• Your objective
Identify every line in the records below that contains the word "ippool", and copy each of those lines.

• Supplied material
PR #224, opened 2022-12-01
omit backend field when empty

DockToFuture:

/area networking
/kind bug

Backend field is omitted when not specified.
This will avoid setting `backend: null` when the shoot mutator webhook in the infrastructure extension is called which might lead to error during validation.

```
error: error validating "STDIN": error validating data: unknown object type "nil" in Shoot.spec.networking.providerConfig.backend; if you choose to ignore these errors, turn validation off with --validate=false
```

Fixes #

**Release note**:

```other operator
Backend field is omitted when not specified.
```


ScheererJ (approved):
/lgtm

PR #228, opened 2022-12-23
fix deployment

DockToFuture:

/area networking
/kind bug

This PR fixes the broken symlink for the landscape deployment. The folder where the symlink points to is not in the providerConfig and can't thus be resolved.

Fixes #

**Release note**:

```other operator
none
```


ScheererJ (approved):
/lgtm

PR #229, opened 2023-01-12
Disable SNAT for clusters without overlay

DockToFuture:

/area networking
/kind enhancement

This PR adds an additional calico ippool if running without overlay to disable SNAT within the node CIDR range.
When switching from `overlay` mode to `non-overlay` mode the ippool is added before bird is disabled, which might lead to unreachable or incompatible routes. Thus an init container was added to calico node to clean up those incompatible routes. Furthermore are also old routes cleaned up which were created beforehand by bird and are of no use anymore.
Fixes #

Tested on:

- [x] aws
- [x] gcp
- [x] alicloud
- [x] openstack
- [x] azure

**Release note**:

```other operator
SNAT is disabled for clusters without overlay. Incompatible routes created by bird process when switching the overlay mode are now properly cleaned up by an init container.
```


ScheererJ (dismissed):
/lgtm

ScheererJ (approved):
/lgtm

PR #231, opened 2023-01-17
Drop nodeSelector and tolerations from Shoot System Components

timuthy:

/area networking
/kind cleanup

After the integration of https://github.com/gardener/gardener/pull/7204, this PR cleans up relevant deployments of Shoot System Components:
- removes `nodeSelector`
- removes all `CriticalAddonsOnly` tolerations (not related to [#7204](https://github.com/gardener/gardener/pull/7204) but removed along the way)
- adds `NoExecute` toleration for Calico-Node as this pod is supposed to run at all times or it doesn't make much sense to evict it (please double check @ScheererJ @DockToFuture)

Please see the individual commit messages for more information.

Part of https://github.com/gardener/gardener/issues/7103

~Remains in draft until Gardener `v1.63` is released.~

**Release note**:

```breaking operator
Node selectors and general tolerations were removed from Calico deployments applied to the shoot cluster in favor of Gardener's automatic handling added in https://github.com/gardener/gardener/pull/7204.
This version of the Calico extension expects a minimum Gardener version `v1.63`.
```

### DIFF
--- a/README.md
+++ b/README.md
@@ -56,6 +56,13 @@ Finally after successful reconciliation an output similar to the one below shoul
       kind: NetworkStatus
 ```
 
+## Compatibility
+
+The following lists known compatibility issues of this extension controller with other Gardener components.
+
+| Calico Extension | Gardener | Action | Notes |
+| ------------- | -------- | ------ |  --- |
+| `>= v1.28.0` | `< v1.63.0` | Please first update Gardener components to `>= v1.63.0`. | Without the mentioned minimum Gardener version, Calico `Pod`s are not only scheduled to dedicated system component nodes in the shoot cluster.
 ----
 
 ## How to start using or developing this extension controller locally
--- a/README.md
+++ b/README.md
@@ -62,7 +62,7 @@ The following table lists known compatibility issues of this extension controlle
 
 | Calico Extension | Gardener | Action | Notes |
 | ------------- | -------- | ------ |  --- |
-| `>= v1.28.0` | `< v1.63.0` | Please first update Gardener components to `>= v1.63.0`. | Without the mentioned minimum Gardener version, Calico `Pod`s are not only scheduled to dedicated system component nodes in the shoot cluster.
+| `>= v1.30.0` | `< v1.63.0` | Please first update Gardener components to `>= v1.63.0`. | Without the mentioned minimum Gardener version, Calico `Pod`s are not only scheduled to dedicated system component nodes in the shoot cluster.
 ----
 
 ## How to start using or developing this extension controller locally
--- a/README.md
+++ b/README.md
@@ -58,7 +58,7 @@ Finally after successful reconciliation an output similar to the one below shoul
 
 ## Compatibility
 
-The following lists known compatibility issues of this extension controller with other Gardener components.
+The following table lists known compatibility issues of this extension controller with other Gardener components.
 
 | Calico Extension | Gardener | Action | Notes |
 | ------------- | -------- | ------ |  --- |
--- a/charts/internal/calico/templates/typha/deployment-calico-typha.yaml
+++ b/charts/internal/calico/templates/typha/deployment-calico-typha.yaml
@@ -53,11 +53,6 @@ spec:
       # Make sure typha gets scheduled on all nodes.
       - effect: NoSchedule
         operator: Exists
-      # Mark the pod as a critical add-on for rescheduling.
-      - key: CriticalAddonsOnly
-        operator: Exists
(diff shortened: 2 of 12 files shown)


rfranzke (commented):
Can you add something like https://github.com/gardener/gardener-extension-provider-aws#compatibility here as well?

timuthy:
Good idea @rfranzke, will do.

charts/internal/calico/templates/typha/deployment-calico-typha.yaml
```diff
@@ -45,19 +45,10 @@ spec:
...
-      {{- end }}
       tolerations:
       # Make sure typha gets scheduled on all nodes.
       - effect: NoSchedule
         operator: Exists
-      # Mark the pod as a critical add-on for rescheduling.
-      - key: CriticalAddonsOnly
-        operator: Exists
-      - effect: NoExecute
-        operator: Exists
```
ScheererJ, line 60: Not sure about this one. `calico-typha` is even more critical than `calico-node` in that the latter will not work without the former. However, we should have two replicas starting with two nodes since https://github.com/gardener/gardener-extension-networking-calico/pull/222. Therefore, it should be fine to reschedule a `calico-typha` replica.
Nevertheless, it should run almost all of the time. Is the `NoExecute` toleration required for this?

ScheererJ (commented):
Looks good overall.
Compatibility table as suggested by @rfranzke would certainly be a great addition.

charts/internal/calico/templates/typha/deployment-calico-typha.yaml
timuthy: I think it is required but please keep in mind that the Kube-Apiserver automatically adds tolerations for `node.kubernetes.io/not-ready` and `node.kubernetes.io/unreachable` with `tolerationSeconds=300` (see [taint based evictions](https://kubernetes.io/docs/concepts/scheduling-eviction/taint-and-toleration/#taint-based-evictions))
The benefit of removing a ever lasting toleration like the one above is, that taint based evictions finally work for the Typha replicas as well, e.g. if a node is not ready for `> 300s` then the Typha pod is evicted. WDYT?

ScheererJ: For the case that some random node is temporarily not ready, I agree that it makes a lot of sense that `calico-typha` gets evicted and rescheduled assuming that a second replica is happily running on a working node.
However, if all nodes are not ready for over 5 minutes I am not sure what will happen. Does a cluster then have a chance of ever recovering or will at least some nodes be replaced? The reasoning is as follows:
1. After 5 minutes `calico-typha` will be evicted of all nodes and there will be no nodes available for rescheduling.
2. `calico-node` will be rather unhappy if no `calico-typha` instance is running.
3. Not exactly sure what will happen then.

WDYT?

timuthy: That's a good point and conceptually it should recover. However, let me reproduce this scenario and get back with the results.

timuthy: I can confirm that the procedure works as expected and the cluster recovered completely after no `Node`s were ready, `calico-typha` was evicted. After the `Node`s were `Ready` again, `calico-typha` was scheduled and everything returned to a normal state again.

README.md
```diff
@@ -56,6 +56,13 @@ Finally after successful reconciliation an output similar to the one below shoul
       kind: NetworkStatus
 ```
 
+## Compatibility
+
+The following table lists known compatibility issues of this extension controller with other Gardener components.
+
+| Calico Extension | Gardener | Action | Notes |
+| ------------- | -------- | ------ |  --- |
+| `>= v1.28.0` | `< v1.63.0` | Please first update Gardener components to `>= v1.63.0`. | Without the mentioned minimum Gardener version, Calico `Pod`s are not only scheduled to dedicated system component nodes in the shoot cluster.
```
ScheererJ, line 65: I suppose this needs to be updated.

```suggestion
| `>= v1.30.0` | `< v1.63.0` | Please first update Gardener components to `>= v1.63.0`. | Without the mentioned minimum Gardener version, Calico `Pod`s are not only scheduled to dedicated system component nodes in the shoot cluster.
```

ScheererJ (changes requested):
Could you please recheck the version constraint? I think we created some releases meanwhile.

ScheererJ (approved):
/lgtm

PR #244, opened 2023-02-22
update docs

DockToFuture:

/area networking
/kind enhancement

Documentation is updated to correctly describe now how the overlay is enabled and disabled.

Fixes #

**Release note**:

```other operator
none
```

### DIFF
--- a/example/20-network.yaml
+++ b/example/20-network.yaml
@@ -46,11 +46,14 @@ spec:
   providerConfig:
     apiVersion: calico.networking.extensions.gardener.cloud/v1alpha1
     kind: NetworkConfig
-    backend: bird
-    ipam:
-      type: host-local
-      cidr: usePodCIDR
-#   ipAutodetectionMethod: interface=eth0
-#   ipip: CrossSubnet
+    overlay:
+      enabled: false
+    snatToUpstreamDNS:
+      enabled: true
+#   ebpfDataplane:
+#     enabled: true
 #   typha:
 #     enabled: true
+#   ipam:
+#     type: host-local
+#     cidr: usePodCIDR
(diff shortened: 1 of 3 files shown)


example/20-network.yaml
```diff
@@ -46,11 +46,15 @@ spec:
...
-    ipam:
-      type: host-local
-      cidr: usePodCIDR
+    overlay:
+      enabled: false
+    snatToUpstreamDNS:
+      enabled: true
+#   ebpfDataplane:
+#     enabled: true
 #   ipAutodetectionMethod: interface=eth0
```
ScheererJ, line 55: Can you please also remove this entry? It seems deprecated and should not be included in the example anymore.

example/20-network.yaml
```diff
@@ -46,11 +46,15 @@ spec:
...
-#   ipip: CrossSubnet
 #   typha:
 #     enabled: true
+#   ipam:
+#     type: host-local
+#     cidr: usePodCIDR
```
ScheererJ, line 60: Nit: Any particular reason why you moved `ipam` to the bottom?

ScheererJ (changes requested):
Thanks. Looks good mostly.

example/20-network.yaml
DockToFuture: I've never seen that anybody has set this field and do we really want stakeholder to set this?

ScheererJ: Ah, I did not get that you commented it. For sure, this is expert configuration, which should not necessarily be set. No issue to keep it commented out.

ScheererJ (approved):
/lgtm

PR #249, opened 2023-03-15
Allow non-specified node cidr.

ScheererJ:

/area networking
/kind bug

Allow non-specified node cidr.

The changes related to source network address translation unintentionally enforced a specified node cidr. This change relaxes the condition, i.e. node cidr is optional again.
The tests have been refactored to make it easier to add new variants without node cidr specified.

None.

**Release note**:

```other operator
Calico extension does not crash anymore when node cidr is not specified.
```


DockToFuture (approved):
/lgtm

PR #266, opened 2023-05-02
Induce component version using ldflags

shafeeqes:

/area networking
/kind enhancement

Currently, it is hard to find the version of the `networking-calico` images.
This PR improves this by inducing the version using ldflags.
Version can be printed by using the `--version` flag.
eg:
```
$ docker run eu.gcr.io/gardener-project/gardener/extensions/networking-calico:v1.33.0-dev-390632cfcd97607832fbae0c0db858e1d9adccb7-linux-arm64 --version
gardener-extension v1.33.0-dev-390632cfcd97607832fbae0c0db858e1d9adccb7
```
Also we log the version during the starting of the component.

Also with this PR, docker images built by make docker-images are tagged and build with a version including the commit hash (exactly like the images built by the pipeline).

Fixes #

**Release note**:

```other operator
NONE
```

### DIFF
--- a/Dockerfile
+++ b/Dockerfile
@@ -3,7 +3,10 @@ FROM golang:1.20.2 AS builder
 
 WORKDIR /go/src/github.com/gardener/gardener-extension-networking-calico
 COPY . .
-RUN make install
+
+ARG EFFECTIVE_VERSION
+
+RUN make install EFFECTIVE_VERSION=$EFFECTIVE_VERSION
 
 ############# gardener-extension-networking-calico
 FROM gcr.io/distroless/static-debian11:nonroot AS gardener-extension-networking-calico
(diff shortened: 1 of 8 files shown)


ScheererJ (commented):
Please do not get me wrong. I am not opposed to the change.
However, if the goal is to "just" get the version why not just open the container image link in a browser. It usually includes the version tag.

shafeeqes:
> Please do not get me wrong. I am not opposed to the change. However, if the goal is to "just" get the version why not just open the container image link in a browser. It usually includes the version tag.

Hmm.. That also works. But there isn't any harm in one more way of finding the version, right?

ScheererJ (approved):
/lgtm

PR #271, opened 2023-05-16
topology-aware routing: Adapt to the upstream annotation change in K8s 1.27

ialidzhikov:

/area high-availability
/area networking
/kind enhancement

See https://github.com/gardener/gardener/pull/7933

N/A

N/A

**Release note**:

```other operator
NONE
```

### DIFF
--- a/charts/gardener-extension-admission-calico/charts/runtime/templates/service.yaml
+++ b/charts/gardener-extension-admission-calico/charts/runtime/templates/service.yaml
@@ -5,9 +5,13 @@ metadata:
   namespace: {{ .Release.Namespace }}
   annotations:
     networking.resources.gardener.cloud/from-all-webhook-targets-allowed-ports: '[{"protocol":"TCP","port":{{ .Values.global.webhookConfig.serverPort }}}]'
-  {{- if .Values.global.service.topologyAwareRouting.enabled }}
+    {{- if .Values.global.service.topologyAwareRouting.enabled }}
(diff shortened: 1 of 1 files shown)


ScheererJ (approved):
/lgtm

ialidzhikov:
> /lgtm, btw is there also a reason why the annotation is not set here: https://github.com/gardener/gardener-extension-networking-calico/blob/master/charts/gardener-extension-networking-calico/templates/service.yaml

Yes, there is. Long story short, we make Service topology-aware when there is a need for it. For example the networking-cilium extension's Service is topology-aware as it serves a Shoot webhook that mutates the node-local-dns DaemonSet and ConfigMap. Hence, in a Seed cluster the networking-cilium Service is consumed by kube-apiserver Pods (for the webhook communication).
networking-calico does not run such Shoot webhook, hence it is not consumed by other Seed components.
See https://github.com/gardener/gardener/issues/6718 - in the issue description I tried to maintain similar reasons on some why Services can (have to) topology-aware. There is also https://github.com/gardener/gardener/blob/master/docs/usage/topology_aware_routing.md which documents other components + reasoning, and contains docs about prerequisites for a Service to be topology-aware.
Let me know if I missed something or you have something else in mind.

DockToFuture:
> ConfigMap. Hence, in a Seed cluster the networking-cilium Service is consumed by kube-apiserver Pods (for the webhook communication). The networking-cilium Service can benefit from the topology-aware routing feature as it is consumed by clients (the kube-apiserver Pods) from the same cluster.

Got it, thanks!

• Answer
This PR adds an additional calico ippool if running without overlay to disable SNAT within the node CIDR range.
When switching from `overlay` mode to `non-overlay` mode the ippool is added before bird is disabled, which might lead to unreachable or incompatible routes. Thus an init container was added to calico node to clean up those incompatible routes. Furthermore are also old routes cleaned up which were created beforehand by bird and are of no use anymore.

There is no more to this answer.